Directed by Maren Ade
Country: Germany / Austria

With the farcical comedy-drama “Toni Erdmann”, German director Maren Ade enriches her narrow yet impressive filmography. This is her third feature and an excellent follow-up to “Everyone Else”, a laid-back examination of a couple’s relationship within a peculiar environment, which got accolades in 2009’s Berlin and Buenos Aires Film Festivals.
Despite distinct in nature, “Erdmann” sticks to the topic of human relationships, only this time focusing on father and daughter.

Peter Simonischek and Sandra Hüller play with all their hearts Winfried and Ines Conradi, respectively father and daughter. 
Winfried is a spirited music teacher with a compulsive tendency for off-the-wall pranks. To better succeed in them and fulfill his harmless bizarreness, he often disguises himself of various freakish kinds.
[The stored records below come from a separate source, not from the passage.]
PR #1923, opened 2020-11-19
Upgrade to Scala 2.13.4

smarter:
This requires a single source code change to handle
https://github.com/scala/scala/pull/9292.

PR #1929, opened 2020-12-01
allow building on JDK 15

SethTisue:
this came up in the Scala community build, where we build on 11 and 15 as well as 8

### DIFF
--- a/.jvmopts
+++ b/.jvmopts
@@ -1,8 +1,5 @@
--server 
 -Xms512M 
 -Xmx4000M 
 -Xss10M
--XX:+CMSClassUnloadingEnabled 
--XX:+UseConcMarkSweepGC 
 -XX:NewRatio=8
--XX:MaxPermSize=512M
+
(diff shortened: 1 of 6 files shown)


.jvmopts
```diff
@@ -1,8 +1,5 @@
--server 
 -Xms512M 
 -Xmx4000M
```
catap, line 2: I suggest to increase heap because it isn't enough to build SN.

See example of such attempts at https://github.com/scalatest/scalatest/pull/1904 or https://github.com/scalatest/scalatest/pull/1929

SethTisue: this is 1929, you meant 1904 and...?

SethTisue: oh, I see it now, #1928

catap: @SethTisue and this is that only I know!

jvm/refspec/src/main/scala/org/scalatest/refspec/RefSpec.scala
```diff
@@ -1383,7 +1383,7 @@ private[scalatest] object RefSpec {
         else
           value
           
-      val bytes = Codec.toUTF8(toHash.toArray)
+      val bytes = Codec.toUTF8(toHash)
```
smarter, line 1386: This change is already part of https://github.com/scalatest/scalatest/pull/1923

Being divorced and with his only daughter living abroad, Winfried’s regular company for some time now has been Willy, an old dog that, with no suffering, ends up dying in the front yard.
This happening marks a transition point in his miserable existence. It makes him apprehensive, not plaintive, though.

The sensations of loss and loneliness get deeper when he thinks of Ines, an ambitious workaholic who hardly has time to talk to his father, not even when she visits him on his birthday. Currently working in the oil industry field in Bucharest, Romania, Ines shows great anxiety and urgency of returning to her work.

Without further notice, Winfried decides to go to Romania to stay a month with Ines, who welcomes him more with respect than enthusiasm. Disappointed and worried with the lamentable life Ines is living, Winfried decides to help her by creating an outlandish persona called Toni Erdmann. He wants to get the horrible taste of the filthy world of business by becoming a cynical insider.

Even distinctive, Ms. Ade’s very-European approach introduces fractions of Michael Haneke’s mordant vision on alienation, Ulrich Seidl’s in-your-face provocations, and Roy Andersson’s half-dark half-absurdist humor in order to proclaim her strong social criticism.
Sometimes there’s only a very thin line separating pretense and honesty, artificiality and authenticity, happiness and sadness…

Toni Erdmann” is corrosively biting, surprisingly human, gloriously hardcore, and extremely liberating. 
After two hours and forty minutes, it leaves us with one simple question: what’s worth of living?